- EXERCISE INSTRUCTIONS: Only the closing portion of the entries is to be reproduced: the line containing "samelhusseini: Yeah. We're" through the very last line, exactly as written.

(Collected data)

════════════════════

PR #2981, opened 2019-09-06
Renderers define which paths a block has.

rachel-fenichel:
## The basics

- [x] I branched from develop

### Proposed Changes

- Create a base class for a PathObject and a geras-specific implementation.
- Add that to each renderer
- Update the block_svg constructor to ask the renderer for a path object

### Reason for Changes

Renderers should be able to specify which paths they can expect to have on the block.

### Test Coverage

Loaded blocks with all three renderers in the playground.

### Additional Information

- @samelhusseini Let's chat about inheritance, typing, etc.  This does what I want, but it has the typing problems we discussed yesterday.
- Also, let's find a better name.
- The dark and light paths have to be kept around until we get a colourer sorted out that also takes in a pathObject
- All documentation (including `@fileoverview` and copyright headers) needs a pass once we have a design we're happy with.


samelhusseini:
Looking into this, the closure library doesn't have support for type checking constructors. You can set that each of those properties is a constructor, but subclasses overriding this won't be bound to any type restrictions on what they set that property to. 
Instead you can make this a factory method, and you already have that with the path object with ``makePathObject``. Override that in geras and you we can ensure the return type of these is consistent. 
Now for what the return type should be. The two PathObjects don't share a lot of commonality, except that they have the same constructor, but each of the ``setPaths`` takes a different number of arguments. That's okay, it just means the path object's shape is just any object that takes in a ``root`` svg element. We can add further restrictions. So what we need to do here is create an interface that each of the path objects ``@implements``, and use that interface as the return type for ``makePathObject``. 
```js
/**
 * @interface
 */
Blockly.blockRendering.IPathObject = function() {};


/**
 * @param {SVGElement} root Root element.
 * @constructor
 * @implements {Blockly.blockRendering.IPathObject}
 */
Blockly.blockRendering.PathObject = function(root) {
  this.svgRoot = root;
.... 

```

A couple of other tips. For files that you want to require only the interface use: 
```
goog.requireType('Blockly.blockRendering.IPathObject');
```
You will need to also ``goog.provide`` that interface in the file where it's defined.

samelhusseini:
@googlebot I consent.

core/renderers/common/path_object.js
```diff
@@ -0,0 +1,93 @@
...
+ *
+ * Unless required by applicable law or agreed to in writing, software
+ * distributed under the License is distributed on an "AS IS" BASIS,
+ * WITHOUT WARRANTIES OR CONDITIONS OF ANY KIND, either express or implied.
+ * See the License for the specific language governing permissions and
+ * limitations under the License.
+ */
+
+/**
+ * @fileoverview TODO
```
RoboErikG: Missing fileoverview

core/renderers/common/path_object.js
```diff
@@ -0,0 +1,93 @@
+/**
+ * @license
+ * Visual Blocks Editor
+ *
+ * Copyright 2016 Google Inc.
```
RoboErikG: Update copyright

core/renderers/common/path_object.js
```diff
@@ -0,0 +1,93 @@
...
+ * @param {!SVGElement} root The root SVG element.
+ * @constructor
+ * @implements {Blockly.blockRendering.IPathObject}
+ * @package
+ */
+Blockly.blockRendering.PathObject = function(root) {
+  this.svgRoot = root;
+
+  /**
+   * @type {SVGElement}
```
RoboErikG: Add comment

core/renderers/common/path_object.js
```diff
@@ -0,0 +1,93 @@
...
+   * @package
+   */
+  this.svgPath = Blockly.utils.dom.createSvgElement('path',
+      {'class': 'blocklyPath'}, this.svgRoot);
+
+  // The light and dark paths need to exist (for now) because there is colouring
```
RoboErikG: Is this still true?

core/renderers/geras/path_object.js
```diff
@@ -0,0 +1,88 @@
+/**
+ * @license
+ * Visual Blocks Editor
+ *
+ * Copyright 2016 Google Inc.
```
RoboErikG: Update license and fileoverview.

core/renderers/geras/path_object.js
```diff
@@ -0,0 +1,88 @@
...
+ */
+Blockly.geras.PathObject = function(root) {
+  this.svgRoot = root;
+
+  // The order of creation for these next three matters, because that
+  // effectively sets their z-indices.
+
+  /**
+   * @type {SVGElement}
+   * @package
```
RoboErikG: @Override ?

core/renderers/common/path_object.js
samelhusseini: Yeah. We're still assume these paths exist in [block_svg::setBorderColor_](https://github.com/google/blockly/blob/develop/core/block_svg.js#L995)

core/renderers/geras/path_object.js
samelhusseini: path_object doesn't inherit from a single superclass file. Instead we use an interface, and so no need for @override.

samelhusseini:
This is ready for another look :)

════════════════════

- SOLUTION FOR THIS TASK:
samelhusseini: Yeah. We're still assume these paths exist in [block_svg::setBorderColor_](https://github.com/google/blockly/blob/develop/core/block_svg.js#L995)

core/renderers/geras/path_object.js
samelhusseini: path_object doesn't inherit from a single superclass file. Instead we use an interface, and so no need for @override.

samelhusseini:
This is ready for another look :)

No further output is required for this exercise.